Aim of the task:
Copy exactly. Begin with the line that contains "Associate Memory with Type Information" and stop after the last line of the records.

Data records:
PR #637, opened 2016-12-16
Replace System.arraycopy with for-loop

grimmerm:


projects/com.oracle.truffle.llvm.nodes/src/com/oracle/truffle/llvm/nodes/func/LLVMCallNode.java
```diff
@@ -404,6 +393,21 @@ public Object execute(VirtualFrame frame) {
...
+        private static Object[] convertToPrimitiveArgs(Object[] arguments) {
+            CompilerAsserts.compilationConstant(arguments.length);
+            Object[] newArguments = new Object[arguments.length - LLVMCallNode.ARG_START_INDEX];
+            for (int i = LLVMCallNode.ARG_START_INDEX; i < arguments.length; i++) {
+                newArguments[i - LLVMCallNode.ARG_START_INDEX] = arguments[i];
+            }
+            for (int i = 0; i < newArguments.length; i++) {
+                if (newArguments[i] instanceof LLVMAddress) {
+                    newArguments[i] = ((LLVMAddress) newArguments[i]).getVal();
+                }
```
rschatz: It probably doesn't make a difference for performance, but wouldn't this code be more readable if we do this in a single loop?

PR #644, opened 2016-12-21
Parallelize LifetimeAnalysis

jkreindl:


grimmerm:
@jkreindl what is the status of this PR?

jkreindl:
@grimmerm If I remember correctly I considered the code done, but the improvement is debatable. For programs with few and short methods like most of our tests the overhead introduced by parallelization outweighs the gains while there should be an improvement noticable for programs with many and / or large methods. As Sulong seems to be used primarily for implementing other language's C-extensions I do not think the latter case occurs all that often for us, unless we want to run some heavier libraries, so I am unsure whether we should really merge this.

PR #649, opened 2017-01-02
Associate Memory with Type Information

jkreindl:
Can be merged now.


projects/com.oracle.truffle.llvm.types/src/com/oracle/truffle/llvm/types/LLVMAddress.java
```diff
@@ -38,16 +38,42 @@
 
     public static final LLVMAddress NULL_POINTER = fromLong(0);
 
+    private final String symbolName;
+
+    private final long symbolIndex;
```
grimmerm: Can we add the complete type information to LLVMAddress?

jkreindl: We would need to add a dependency on the Parser.API package that contains the Type class for that, but sure. I also intend to add multi-level indexing which would be represented here in the form of a long[].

Task answer:
Associate Memory with Type Information

jkreindl:
Can be merged now.


projects/com.oracle.truffle.llvm.types/src/com/oracle/truffle/llvm/types/LLVMAddress.java
```diff
@@ -38,16 +38,42 @@
 
     public static final LLVMAddress NULL_POINTER = fromLong(0);
 
+    private final String symbolName;
+
+    private final long symbolIndex;
```
grimmerm: Can we add the complete type information to LLVMAddress?

jkreindl: We would need to add a dependency on the Parser.API package that contains the Type class for that, but sure. I also intend to add multi-level indexing which would be represented here in the form of a long[].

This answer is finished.